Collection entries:

PR #10477, opened 2025-05-06
feat: completion invariant that auto use/import should be lower

### LINKED ISSUE #10467: TestCompletionProvider: AutoUseCompletion and AutoImportCompletion must be ranked lower than all over completions

stormckey:
fixes #10467
Here we first check this invariant for all DefSymUse.

The error we encounter:
image

Is that the `Console.println` ranks higher than `throw`(which is filtered out)

### DIFF
--- a/main/test/ca/uwaterloo/flix/api/lsp/TestCompletionProvider.scala
+++ b/main/test/ca/uwaterloo/flix/api/lsp/TestCompletionProvider.scala
@@ -342,19 +342,33 @@ class TestCompletionProvider extends AnyFunSuite {
     *
     * Auto use/import completions should be lower than all other completions.
     *
-    * Note that a lower ranking means a larger sortText.
-    *
     * @param completions The completion list to check.
     * @param program     The original program string.
     * @param loc         The source location of the code that we are changing.
     */
   private def assertLowerOrderForUseImport(completions: CompletionList, program: String, loc: SourceLocation): Unit = {
     val (otherCompletions, useImportCompletions) = completions.items.partition(_.additionalTextEdits.isEmpty)
-    val lowestOtherCompletionSortText = otherCompletions.map(_.sortText).max
-    val highestUseImportCompletionSortText = useImportCompletions.map(_.sortText).min
-    if (lowestOtherCompletionSortText > highestUseImportCompletionSortText) {
+    assertPriorityHigher(otherCompletions, useImportCompletions, program, loc)
+  }
+
+  /**
+    * Asserts that the given completion list is ordered correctly.
+    *
+    * All completions in `higherCompletions` should be ranked higher than all completions in `lowerCompletions`.
+    *
+    * Note that higher-ranked completions should have a lower sortText value.
+    *
+    * @param higherCompletions The completion list to check.
+    * @param lowerCompletions  The completion list to check.
+    * @param program           The original program string.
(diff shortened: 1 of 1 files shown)


magnus-madsen:
I think there is an important point I did not make clear.

We are currently testing `CompletionProvider.autoComplete`, but really we should be testing `CompletionProvider.getCompletions` (I know it is private now, but we need to make it accessible) because `getCompletions` has more information (it returns `Completion`).

I would refactor so that `def getCompletions` is the main and only public function in CompletionProvider (in separate PR)

Does it make sense?

magnus-madsen:
> If `getCompletions` become the only entry for it, where should we call `toCompletionItem`? In the lspserver?

Yes, just do that little bit of code where we currently call autoComplete.

magnus-madsen:
> getCompletion returns an Iterable of Completions, which is very generic and has no field defined on it. 

True, we might need some common fields or more pattern matching. In any case, more structure would be good.

stormckey:
>   * Sometimes the fields in specific completions are just materials for them to compute the final label or some other things. If we don't call `toCompletionItem`, we don't do that computation. The raw materials is specific to every construct and it may not be what we want.

How about this problem?

For example:
```
  /**
    * Represents a struct completion
    *
    * @param struct    the struct construct.
    * @param range     the range of the completion.
    * @param ap        the anchor position for the use statement.
    * @param qualified indicate whether to use a qualified label.
    * @param inScope   indicate whether to the enum is inScope.
    */
  case class StructCompletion(struct: TypedAst.Struct, range: Range, ap: AnchorPosition, qualified: Boolean, inScope: Boolean) extends Completion

  /**
    * Represents a trait completion
    *
    * @param trt                trait construct.
    * @param range              the range of the completion.
    * @param ap                 the anchor position for the use statement.
    * @param qualified          indicate whether to use a qualified label.
    * @param inScope            indicate whether to the trait is inScope.
    * @param withTypeParameter  indicate whether to include the type parameter in the completion.
    */
  case class TraitCompletion(trt: TypedAst.Trait, range: Range, ap: AnchorPosition, qualified: Boolean, inScope: Boolean, withTypeParameter: Boolean) extends Completion
```

Currently we can just find out the label from CompletionItem. But for Completion, we have to build them from trait and struct and etc.

magnus-madsen:
Perhaps each test can decide? For example given a `Completion`, a test can decide to convert it to a `CompletionItem` if needed?

stormckey:
> Perhaps each test can decide? For example given a `Completion`, a test can decide to convert it to a `CompletionItem` if needed?

Sounds good, so I first refactor the interface and then change how the tester use it?

magnus-madsen:
> > Perhaps each test can decide? For example given a `Completion`, a test can decide to convert it to a `CompletionItem` if needed?
> 
> Sounds good, so I first refactor the interface and then change how the tester use it?

Yes

magnus-madsen:
> we can write a long pattern match for all constructs' completions whose inScope is false.

I prefer this

stormckey:
Now we use pattern match to find autoUse/autoImport Completions.

We can then decide if we should add priority to all completions, currently we still compare their priority through sortText.

It might also be a good idea to avoid using wildcard in the pattern match so we don't forget to add new completions to the list.

magnus-madsen:
I think all Completions should expose a priority field of type Priority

Description of the task => Please quote exactly the lines from the one containing "We can then" through the last line of the records above, both included, and nothing else.

Finished task =>
We can then decide if we should add priority to all completions, currently we still compare their priority through sortText.

It might also be a good idea to avoid using wildcard in the pattern match so we don't forget to add new completions to the list.

magnus-madsen:
I think all Completions should expose a priority field of type Priority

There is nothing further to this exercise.